Three things to watch in this tumultuous stock market

Gold is still low, and the gold miners are incredibly undervalued at the moment, while most equities are extremely overvalued. On Tuesday, the Dow lost 800 points. Will it continue to fall or will it rebound again? Here are three things to watch…

1) Market Cap to GDP Ratio, otherwise known as the Buffet Indicator

Just divide the total market capitalization of all U.S. stocks by the latest gross domestic product (GDP). Here’s what it means according to Warren Buffet.

Value Signal
70% to 80% Safe to put money in stocks
100% Danger
140% Extreme danger

As of today (December 5, 2018), the total market index is at $ 28769.7 billion, which is about 139.3% of the last reported GDP. It seems we are entering the “Extremely Dangerous” territory on what is probably the single most important indicator in predicting a stock market crash. For updates, visit gurufocus.

2) Inverted Yield Curve

The yield curve is a graph of interest rates on government bonds organized by the months or years until the principal must be repaid. On December 3, the yield curve inverted. In a nutshell this means that short-term interest rates are higher than longer-term. What’s more, it’s the first time an inversion has occurred since the 2008 recession. Another good indicator of what’s to come.

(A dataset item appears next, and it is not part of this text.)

PR #304, opened 2019-12-20
CampTix Tweaks: Fix keyboard accessibility of payment options

ryelle:
This PR changes the tab markup to use buttons, which natively catch keyboard actions. The "preferred payment option" label can be a button, since the input itself is hidden, and a toggle button matches the expected behavior better. All payment options are now output in the "Payment Options" list. If there is only one payment option, it is now just output as text, not a clickable button.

3) A Thought-Provoking Fact about Debt

I deducted this fascinating piece of information from a book called Gold Is A Better Way: And Other Wealth Building Secrets Wall Street Doesn’t Want You To Know. Anyway, if you handed out a one dollar bill every second without stopping, you would reach 1 trillion dollars in 32,000 years. No joke, it would take you 688,000 years to hand out 21.5 trillion dollars (the US debt load) without taking breaks. Can you wrap your head around the fact that the US is currently adding a trillion dollars (or 32,000 years) every 6 months? Ugh, I sure can’t, but I do know that debt isn’t eternal like God. The law of supply and demand says the more dollars we print, the less value they have. When the whole U.S. system is built on an ever-growing monster of credit that depends on the world to use its currency….gulp…look out below!